Tuesday, November 23, 2010

Lanky, bespectacled and wearing cross-trainer shoes, Noam Sheizaf sat on a bench at Cooper Triangle as he was leafing through George W. Bush’s memoir, Decision Points. Sheizaf is not a stranger to decision points of his own. He is now 35, even though he doesn’t look it. And in that time he has built up enough connections to be a free agent at last.

Fiddling with the cardboard piece holstering a small cup of coffee and braving the autumn cold one night late last week, Sheizaf was somewhat fatigued. He ran the New York City Marathon five days earlier and in the slow cadence of his words explored the long run that brought him from Ramat Gan, a suburb of Tel Aviv, to New York City — and back again.

The one point he cannot recall is where he decided to be a journalist. “I’m not sure that’s how things work,” he said. “Otherwise, how would you have all these people working in a McDonald’s or an insurance company? You don’t know any kids who say, ‘I want to work in an insurance company.’”

Sheizaf is now a political observer who writes with an ear to the mainstream. Yet he started out copy-editing sports stories while he attended university after his army service, mandatory for Israelis. “I started studying at the same time,” he said, majoring in political science and French. “It was easy to look at it as one of these odd jobs that students take.”

“Odd jobs” is a phrase he often employed to describe what he had to do to pay the bills while chasing after something better. Journalism become a bona-fide career for him by the time he reached his late 20s. “Things have their own flow,” he said.

After 10 months in Paris, Sheizaf returned to the promised land to make the idea of creating a career into a reality. How to do it was not so simple, he said. Friends of his connected him to interviews with papers like Yediot Achranot, Israel’s largest mass-circulation daily, and Ha’aretz, the country’s equivalent to the New York Times, but after meeting with them they took a pass.

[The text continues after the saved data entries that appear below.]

PR #1649, opened 2022-11-15
dwarf2out.c: Don't emit DW_LANG_Rust_old

dkm:
DW_LANG_Rust_old is a non-standard DWARF language code used by old rustc compilers before DWARF5 (released in 2017). Just always emit DW_LANG_Rust unless producing strict DWARF for versions before 5. And in that old strict DWARF case just emit DW_LANG_C instead of a non-standard language code.

### DIFF
--- a/gcc/dwarf2out.cc
+++ b/gcc/dwarf2out.cc
@@ -5600,14 +5600,15 @@ is_fortran (const_tree decl)
   return is_fortran ();
 }
 
-/* Return TRUE if the language is Rust.  */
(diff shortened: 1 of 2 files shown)


dkm:
Original patch from : https://inbox.sourceware.org/gcc-rust/Y16WupOiVe7+eNY1@wildebeest.org/

CohenArthur (approved):
LGTM :) Thanks for pushing it!!!! That's really helpful

PR #18, opened 2016-04-28
Fix typos involving articles.

waywardmonkeys:
This fixes a variety of duplicated articles (``the the``) and the like.


david135:
on line 2294, the correction should be "an the application" -> "the application", not "and the application".

yxy:
I was curious about how `the the` comes out ;)

waywardmonkeys:
@david135 Thanks! I had misread that. Fixed.

akeep:
Thanks for the the (and related) fixes!

PR #31, opened 2016-05-01
fixed incorrect handling of library-extension when searching wpo files

hyln9:
Example: cannot make use of ".chezscheme.wpo" file.
All the tests have been fully tested before and after the fix and properly revealed the bug.

### DIFF
--- a/LOG
+++ b/LOG
@@ -59,3 +59,6 @@
   object to a time-utc object.
     stats.c,
     date.ms
+- fixed incorrect handling of library-extension when searching wpo files
+    compile.ss
+    7.ms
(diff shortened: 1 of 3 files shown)


hyln9:
All the tests have been fully tested before and after the fix.

hyln9:
rebased

akeep:
@hyln9 thanks for the fix!  I extended your tests (ever so slightly) and added comma to logs.

The main changes to the tests were:

1. I added a check that the program generated by compile-whole-program was producing the expected results.
2. I changed the "magic" variable to bind a pair instead of a fixnum. This is because fixnums can be optimized across library boundaries, so the library is ultimately no needed when the program is run, but pairs cannot be optimized.
3. I made a similar test in the compile-whole-library section to test this there as well.

Thanks again for the fix!

PR #37, opened 2016-05-05
to print {} in a better way

xieyuheng:
thanks to rain1 and hyln9 on #chez

### DIFF
--- a/s/print.ss
+++ b/s/print.ss
@@ -1128,6 +1128,9 @@ floating point returns with (1 0 -1 ...).
              (write-char #\- p)
              (print-hex-char c p))]
         [(#\+) (if (fx= n 1) (write-char #\+ p) (print-hex-char c p))]
+        [(#\{ #\}) (if (fx= n 1)
+                     (write-char c p)
+                     (print-hex-char c p))]        
         [$constituent? (if (print-unicode) (write-char c p) (print-hex-char c p))]
         [else (print-hex-char c p)]))
     (s1 s p n 1))


xieyuheng:
although this makes some of the output better,
but there still problems about pretty-print.

```scheme
(pretty-print
 '(match {'a 2 3}
    [{'a b c}
     (let ([a 1])       
       {{a b c} a {a b c} b {a b c} c {a b c}})]))
```
I expect to get ::
```scheme
(match {'a 2 3}
    [{'a b c}
     (let ([a 1])
       {{a b c} a {a b c} b {a b c} c {a b c}})])
```
but I actually get ::
```scheme
(match {
  [quote a]
  2
  3
  }
  [{
   'a
   b
   c
   }
   (let ([a 1])
     {
     {
     a
     b
     c
     }
     a
     {
     a
     b
     c
     }
     b
     {
     a
     b
     c
     }
     c
     {
     a
     b
     c
     }
     })])
```

xieyuheng:
the use of {} is not specified by r6rs.
while chez is using it as normal symbol,
for example, '({}) is viewed as a list of two symbols -- '{ and '}

this makes it possible for a user to define his/her own macros
to use {} in anyway he/she wishs.

it will be great to see this fact documented in the documents of chez.

also, it is really necessary for those printer functions, such as pretty-print,
to handle {} in a proper way.

dybvig:
This change would introduce an incompatibility with R6RS, so I would want it enabled only when a parameter (say `print-extended-identifier-syntax`)  is `#t`.  If we had such a parameter, I would want `write` to handle other Chez Scheme extensions to the syntax of identifiers as well, such as the identifier `1+`.   This would require wrsymbol to make two passes over the symbol's name: one to determine whether the symbol falls into the extended category and another to do the printing.

(These extensions are available outside libraries and top-level programs except when prefixed by `#!r6rs` and inside libraries and top-level-programs only when prefixed by `#!chezscheme` ).

Extending `pretty-print` to handle braces the way you want when the parameter is set probably wouldn't make anyone unhappy.

xieyuheng:
sounds like a homework assignment, sir.
I will try after I finish the porgram I am working on.

dybvig:
I'm closing this pull request pending completion of a more complete update.

dybvig:
[This commit](https://github.com/cisco/ChezScheme/commit/603019ea82afda1926462214576ef92df15e43c8) adds a `print-extended-identifier` parameter that, when #t, causes the printer to print `{` and `}` and other extended identifiers, like `1+`, without escapes.

PR #45, opened 2016-05-13
Fix two typos and three minor inconsistencies.

michaellenaghan:
There are also inconsistencies with "non-zero" vs. "nonzero", but I didn't fix those.

(Let me know if trimming trailing whitespace is annoying.)


akeep:
Thanks!

PR #46, opened 2016-05-13
Make hrefs to tspl4 absolute.

michaellenaghan:
Since anyone can now "make docs" for csug, all hrefs to tspl4 should be absolute. Right now all of the tspl4 links on, for example, http://gwatt.github.io/csug/csug_1.html and http://cdn.virgil.xyz/csug9/csug_1.html 404. (Those are the index pages, but the same is true of the tspl4 links in the content—e.g., the first link on http://gwatt.github.io/csug/io.html.)


dybvig:
Thanks for these changes.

Instead, he began working at an evening paper called Ma’ariv (which means “evening,” incidentally), the 2nd-largest. For better and worse, he stayed on for six years.

Sheizaf started working there as a sports editor, from 2001 to 2005, and then moved to their weekend magazine — after he got sick of editing sports stories.

He mentioned that in his last three years there he had four editors, and he was recognized as the most senior editor there. “That is no way an organization is supposed to run,” he remembers thinking.

Even before the market crash in 2008, Maariv was bleeding cash. Management turnover was high and morale was low. “People were telling me, You’re in a dead-end job, you’re making good money but you’re not going to get anywhere.”

“I was too scared to move on,” Sheizaf added. The fire at his feet sparked to life when he finally realized that in a professional sense he was mired in a dead-end job in a failing media company, running the paper’s weekend magazine while CEOs were in and out. “There was nothing else to do,” he said, and then pointed out that many friends of his said he should have made a move much earlier.

Noam Sheizaf the professional journalist became Noam Sheizaf the professional blogger. “The Promised Land” was launched in 2008. Written in English, with an eye to a larger readership, it combined his strong interest in politics with a keen journalistic sense of fairness. Through this project, he discovered a group of like-minded bloggers, Israelis of different stripes but common passion who were also writing in English, and helped corral them into an online venture called +972 magazine.

Named after the long-distance country code, the collaborative webzine featured writers like former Haaretz editor Ami Kaufman and Didi Remez, who authored the Web site Coteret (“headline”), which translates the Hebrew press. With this platform, Sheizaf is free to opine in a newsy way, although he doesn’t “like to shout stuff.”

“The choice of subjects is ultimately more important,” he said. “I don’t try to throw it in their face. I’m a firm believer in the fact that opinion pieces are only reaffirming positions we already had.”

The most persuasive he thinks he’s ever been is when he tried to make a position seem like one the reader reached on his or her own. “I think one of the most effective stories I was involved in was a piece I wrote for Haaretz about right-wing people in Israel who support the one-state solution, who support annexing the West Bank and ultimately making the Palestinians Israeli citizens.

“I didn’t criticize that,” Sheizaf added. “I don’t have a clear position on whether the one-state or two-state solution is desirable but I oppose the status quo. If a reader reads this piece, and he’s against the one-state solution, he might think, ‘Well, we need to get out of the West Bank or else this is going to happen.’”

“There’s no such thing as an unpolitical reality,” he said. “I don’t like the fact that journalists will say, ‘I’m neutral, I’m only reporting the facts.’ I don’t believe them.”

For Sheizaf, it has been a long haul. He expects as much for anyone aspiring to follow in his footsteps. “It’s a funny moment in time,” he said. “Go with the flow.”